:: About this task ::
Which lines should be repeated? Exactly the one containing "ref https://github.com/oam-dev/kubevela/issues/441" and every line after it through the end of the entries below.

[Source records]

....

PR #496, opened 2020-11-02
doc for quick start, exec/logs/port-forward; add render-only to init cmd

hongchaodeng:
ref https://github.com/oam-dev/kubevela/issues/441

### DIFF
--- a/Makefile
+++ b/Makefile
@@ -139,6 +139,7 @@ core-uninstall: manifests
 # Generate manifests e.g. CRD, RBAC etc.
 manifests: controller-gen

....

:: Result below ::
ref https://github.com/oam-dev/kubevela/issues/441

### DIFF
--- a/Makefile
+++ b/Makefile
@@ -139,6 +139,7 @@ core-uninstall: manifests
 # Generate manifests e.g. CRD, RBAC etc.
 manifests: controller-gen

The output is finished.